EXERCISE: Please report every line in the entries that contains the string "they".

== PROVIDED ENTRIES ==

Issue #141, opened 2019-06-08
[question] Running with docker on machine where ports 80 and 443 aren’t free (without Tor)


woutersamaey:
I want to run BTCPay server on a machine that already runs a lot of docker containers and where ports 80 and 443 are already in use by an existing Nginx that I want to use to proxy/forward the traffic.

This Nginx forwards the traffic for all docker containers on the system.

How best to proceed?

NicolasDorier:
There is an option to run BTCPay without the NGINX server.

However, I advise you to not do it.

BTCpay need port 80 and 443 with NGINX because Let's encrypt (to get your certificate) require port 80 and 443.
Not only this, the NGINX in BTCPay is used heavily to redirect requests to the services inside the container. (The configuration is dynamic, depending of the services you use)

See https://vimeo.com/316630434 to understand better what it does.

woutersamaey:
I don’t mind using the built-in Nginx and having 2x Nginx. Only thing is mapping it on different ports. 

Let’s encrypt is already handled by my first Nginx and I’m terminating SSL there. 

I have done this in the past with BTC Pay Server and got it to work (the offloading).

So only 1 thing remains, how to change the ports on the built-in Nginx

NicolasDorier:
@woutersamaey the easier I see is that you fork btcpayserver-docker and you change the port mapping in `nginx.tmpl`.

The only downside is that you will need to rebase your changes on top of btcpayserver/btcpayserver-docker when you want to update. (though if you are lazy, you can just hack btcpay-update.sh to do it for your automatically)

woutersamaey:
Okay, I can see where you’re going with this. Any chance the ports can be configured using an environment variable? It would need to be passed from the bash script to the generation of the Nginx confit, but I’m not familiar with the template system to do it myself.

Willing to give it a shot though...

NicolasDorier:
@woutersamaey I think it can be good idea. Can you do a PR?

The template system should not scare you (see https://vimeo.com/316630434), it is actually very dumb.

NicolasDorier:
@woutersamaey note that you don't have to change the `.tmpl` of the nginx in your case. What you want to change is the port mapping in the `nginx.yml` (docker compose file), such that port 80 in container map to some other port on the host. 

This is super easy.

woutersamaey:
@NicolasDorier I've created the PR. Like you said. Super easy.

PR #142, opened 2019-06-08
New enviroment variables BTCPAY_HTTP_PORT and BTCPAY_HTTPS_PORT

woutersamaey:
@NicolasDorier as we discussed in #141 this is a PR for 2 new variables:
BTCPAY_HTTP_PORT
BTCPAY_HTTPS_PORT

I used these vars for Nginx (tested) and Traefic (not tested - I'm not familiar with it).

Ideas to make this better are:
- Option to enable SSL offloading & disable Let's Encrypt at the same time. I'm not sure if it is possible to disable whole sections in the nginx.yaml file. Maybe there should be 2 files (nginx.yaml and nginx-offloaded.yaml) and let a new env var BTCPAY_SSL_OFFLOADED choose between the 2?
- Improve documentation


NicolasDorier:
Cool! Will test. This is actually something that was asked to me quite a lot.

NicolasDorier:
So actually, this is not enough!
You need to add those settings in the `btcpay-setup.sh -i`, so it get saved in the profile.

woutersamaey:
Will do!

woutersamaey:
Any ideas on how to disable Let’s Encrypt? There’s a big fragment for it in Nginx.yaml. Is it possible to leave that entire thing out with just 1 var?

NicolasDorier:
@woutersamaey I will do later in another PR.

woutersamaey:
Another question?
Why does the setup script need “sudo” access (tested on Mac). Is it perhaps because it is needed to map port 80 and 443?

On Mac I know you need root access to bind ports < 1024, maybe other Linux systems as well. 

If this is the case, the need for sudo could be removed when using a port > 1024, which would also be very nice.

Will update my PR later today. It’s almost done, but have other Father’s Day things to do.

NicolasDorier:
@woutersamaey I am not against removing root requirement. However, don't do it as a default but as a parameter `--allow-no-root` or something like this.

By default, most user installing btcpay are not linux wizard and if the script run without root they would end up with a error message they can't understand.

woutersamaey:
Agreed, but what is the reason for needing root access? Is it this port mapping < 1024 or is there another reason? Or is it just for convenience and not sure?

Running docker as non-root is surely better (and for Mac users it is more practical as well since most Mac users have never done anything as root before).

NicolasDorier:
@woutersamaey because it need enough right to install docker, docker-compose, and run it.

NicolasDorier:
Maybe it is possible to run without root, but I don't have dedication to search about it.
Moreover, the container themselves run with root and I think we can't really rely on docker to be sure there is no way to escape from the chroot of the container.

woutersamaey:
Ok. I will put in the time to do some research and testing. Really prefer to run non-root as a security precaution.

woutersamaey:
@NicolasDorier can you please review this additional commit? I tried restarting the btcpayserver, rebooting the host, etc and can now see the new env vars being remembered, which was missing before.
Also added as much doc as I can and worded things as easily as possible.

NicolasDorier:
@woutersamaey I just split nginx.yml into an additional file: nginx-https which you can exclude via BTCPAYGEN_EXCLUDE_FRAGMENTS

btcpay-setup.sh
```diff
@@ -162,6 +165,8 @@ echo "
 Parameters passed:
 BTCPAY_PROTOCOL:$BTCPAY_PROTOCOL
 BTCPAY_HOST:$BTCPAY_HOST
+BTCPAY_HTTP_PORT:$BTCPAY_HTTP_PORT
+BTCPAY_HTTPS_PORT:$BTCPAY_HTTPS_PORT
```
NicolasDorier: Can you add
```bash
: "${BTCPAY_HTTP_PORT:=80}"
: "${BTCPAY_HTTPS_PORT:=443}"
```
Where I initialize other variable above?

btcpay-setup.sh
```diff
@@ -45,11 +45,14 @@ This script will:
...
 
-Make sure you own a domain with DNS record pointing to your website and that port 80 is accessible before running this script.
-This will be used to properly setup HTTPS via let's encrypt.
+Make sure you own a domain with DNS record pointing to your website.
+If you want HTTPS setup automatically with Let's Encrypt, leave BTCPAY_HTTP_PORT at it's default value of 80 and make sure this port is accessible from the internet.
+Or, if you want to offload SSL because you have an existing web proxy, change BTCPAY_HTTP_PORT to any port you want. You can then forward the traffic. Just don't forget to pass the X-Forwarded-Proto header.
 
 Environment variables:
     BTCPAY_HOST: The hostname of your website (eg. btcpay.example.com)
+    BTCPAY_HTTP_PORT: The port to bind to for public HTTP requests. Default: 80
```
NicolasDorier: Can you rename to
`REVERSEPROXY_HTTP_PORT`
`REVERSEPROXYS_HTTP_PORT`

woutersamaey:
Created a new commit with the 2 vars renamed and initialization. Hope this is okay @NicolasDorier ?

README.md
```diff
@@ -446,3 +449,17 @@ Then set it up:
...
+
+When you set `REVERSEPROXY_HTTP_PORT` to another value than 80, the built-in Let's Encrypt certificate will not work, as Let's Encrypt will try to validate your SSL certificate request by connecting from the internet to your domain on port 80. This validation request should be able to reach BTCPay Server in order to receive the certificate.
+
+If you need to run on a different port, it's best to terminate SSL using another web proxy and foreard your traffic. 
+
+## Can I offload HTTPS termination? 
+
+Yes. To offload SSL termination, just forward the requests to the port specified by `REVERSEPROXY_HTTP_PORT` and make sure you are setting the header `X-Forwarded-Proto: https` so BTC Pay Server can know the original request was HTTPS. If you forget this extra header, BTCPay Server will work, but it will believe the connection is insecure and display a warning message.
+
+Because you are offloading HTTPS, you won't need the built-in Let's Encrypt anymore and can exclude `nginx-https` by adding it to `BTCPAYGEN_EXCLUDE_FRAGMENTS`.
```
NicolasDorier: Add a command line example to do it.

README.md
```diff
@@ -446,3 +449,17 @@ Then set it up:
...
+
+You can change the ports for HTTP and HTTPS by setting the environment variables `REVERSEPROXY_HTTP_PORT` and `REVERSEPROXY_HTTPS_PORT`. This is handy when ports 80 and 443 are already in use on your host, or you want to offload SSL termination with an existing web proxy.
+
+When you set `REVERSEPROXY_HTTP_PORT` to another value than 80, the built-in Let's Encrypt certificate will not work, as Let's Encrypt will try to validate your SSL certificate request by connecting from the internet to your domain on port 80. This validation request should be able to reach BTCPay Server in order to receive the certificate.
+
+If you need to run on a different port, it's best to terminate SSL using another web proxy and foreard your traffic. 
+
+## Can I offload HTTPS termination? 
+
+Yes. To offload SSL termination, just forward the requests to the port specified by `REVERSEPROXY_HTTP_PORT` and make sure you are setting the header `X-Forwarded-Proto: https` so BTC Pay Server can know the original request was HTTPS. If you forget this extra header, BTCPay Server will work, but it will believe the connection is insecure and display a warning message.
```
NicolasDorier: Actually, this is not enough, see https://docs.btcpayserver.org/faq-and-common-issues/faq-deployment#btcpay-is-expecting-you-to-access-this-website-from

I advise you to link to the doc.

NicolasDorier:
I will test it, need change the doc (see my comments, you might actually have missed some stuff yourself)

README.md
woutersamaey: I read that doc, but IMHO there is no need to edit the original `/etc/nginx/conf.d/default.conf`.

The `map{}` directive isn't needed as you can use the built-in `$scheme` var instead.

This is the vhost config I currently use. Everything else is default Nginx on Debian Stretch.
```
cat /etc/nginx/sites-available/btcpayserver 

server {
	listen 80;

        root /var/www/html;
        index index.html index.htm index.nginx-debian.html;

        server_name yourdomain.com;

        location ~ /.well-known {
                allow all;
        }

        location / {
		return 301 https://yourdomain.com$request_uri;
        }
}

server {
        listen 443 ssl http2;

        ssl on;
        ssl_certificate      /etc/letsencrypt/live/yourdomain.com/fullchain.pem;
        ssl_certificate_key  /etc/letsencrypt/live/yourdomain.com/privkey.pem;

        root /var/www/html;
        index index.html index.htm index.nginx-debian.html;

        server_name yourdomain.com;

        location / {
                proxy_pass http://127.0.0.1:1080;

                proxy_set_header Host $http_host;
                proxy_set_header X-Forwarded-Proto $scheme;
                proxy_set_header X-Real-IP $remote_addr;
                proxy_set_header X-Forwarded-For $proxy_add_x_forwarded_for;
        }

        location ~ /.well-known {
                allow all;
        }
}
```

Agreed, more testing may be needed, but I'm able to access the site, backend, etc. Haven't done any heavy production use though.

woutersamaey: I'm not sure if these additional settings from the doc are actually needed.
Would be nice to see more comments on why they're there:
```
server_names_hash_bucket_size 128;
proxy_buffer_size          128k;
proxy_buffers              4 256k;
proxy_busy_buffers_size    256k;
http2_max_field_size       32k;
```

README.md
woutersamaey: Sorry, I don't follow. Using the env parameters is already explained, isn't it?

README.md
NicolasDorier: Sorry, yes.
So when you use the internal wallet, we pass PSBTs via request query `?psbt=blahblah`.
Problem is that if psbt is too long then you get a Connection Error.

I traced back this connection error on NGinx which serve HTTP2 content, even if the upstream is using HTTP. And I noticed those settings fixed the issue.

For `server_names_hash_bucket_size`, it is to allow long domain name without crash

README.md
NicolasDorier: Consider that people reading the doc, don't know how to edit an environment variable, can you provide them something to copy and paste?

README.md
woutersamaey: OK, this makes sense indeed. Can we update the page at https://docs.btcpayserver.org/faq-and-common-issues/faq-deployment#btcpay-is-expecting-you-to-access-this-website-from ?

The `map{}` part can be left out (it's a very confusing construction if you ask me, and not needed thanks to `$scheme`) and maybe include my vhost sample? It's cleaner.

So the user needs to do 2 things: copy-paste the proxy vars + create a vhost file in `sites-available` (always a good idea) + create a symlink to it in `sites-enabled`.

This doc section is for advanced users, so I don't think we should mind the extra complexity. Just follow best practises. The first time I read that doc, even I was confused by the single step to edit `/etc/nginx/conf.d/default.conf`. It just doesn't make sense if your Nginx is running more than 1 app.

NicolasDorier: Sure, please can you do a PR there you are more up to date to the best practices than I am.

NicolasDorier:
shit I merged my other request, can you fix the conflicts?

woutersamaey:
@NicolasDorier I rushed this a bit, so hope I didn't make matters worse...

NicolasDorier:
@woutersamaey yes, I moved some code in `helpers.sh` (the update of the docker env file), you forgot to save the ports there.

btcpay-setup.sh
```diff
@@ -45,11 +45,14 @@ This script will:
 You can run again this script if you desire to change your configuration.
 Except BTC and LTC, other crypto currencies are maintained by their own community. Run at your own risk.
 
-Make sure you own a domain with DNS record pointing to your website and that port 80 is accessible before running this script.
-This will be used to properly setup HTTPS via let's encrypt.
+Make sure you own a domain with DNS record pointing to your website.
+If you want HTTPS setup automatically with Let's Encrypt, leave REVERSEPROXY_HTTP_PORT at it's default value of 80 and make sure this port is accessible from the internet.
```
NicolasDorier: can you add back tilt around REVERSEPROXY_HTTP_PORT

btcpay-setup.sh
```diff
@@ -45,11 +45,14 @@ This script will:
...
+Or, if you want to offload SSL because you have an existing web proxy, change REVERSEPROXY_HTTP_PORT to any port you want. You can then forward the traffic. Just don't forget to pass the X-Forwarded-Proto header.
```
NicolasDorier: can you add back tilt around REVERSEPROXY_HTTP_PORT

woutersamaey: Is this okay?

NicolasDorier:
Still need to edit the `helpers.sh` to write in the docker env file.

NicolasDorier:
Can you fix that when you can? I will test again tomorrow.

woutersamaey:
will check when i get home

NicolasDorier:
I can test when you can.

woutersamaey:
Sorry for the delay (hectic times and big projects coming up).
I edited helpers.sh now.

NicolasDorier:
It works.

===

ANSWER BOX:
By default, most user installing btcpay are not linux wizard and if the script run without root they would end up with a error message they can't understand.
Would be nice to see more comments on why they're there:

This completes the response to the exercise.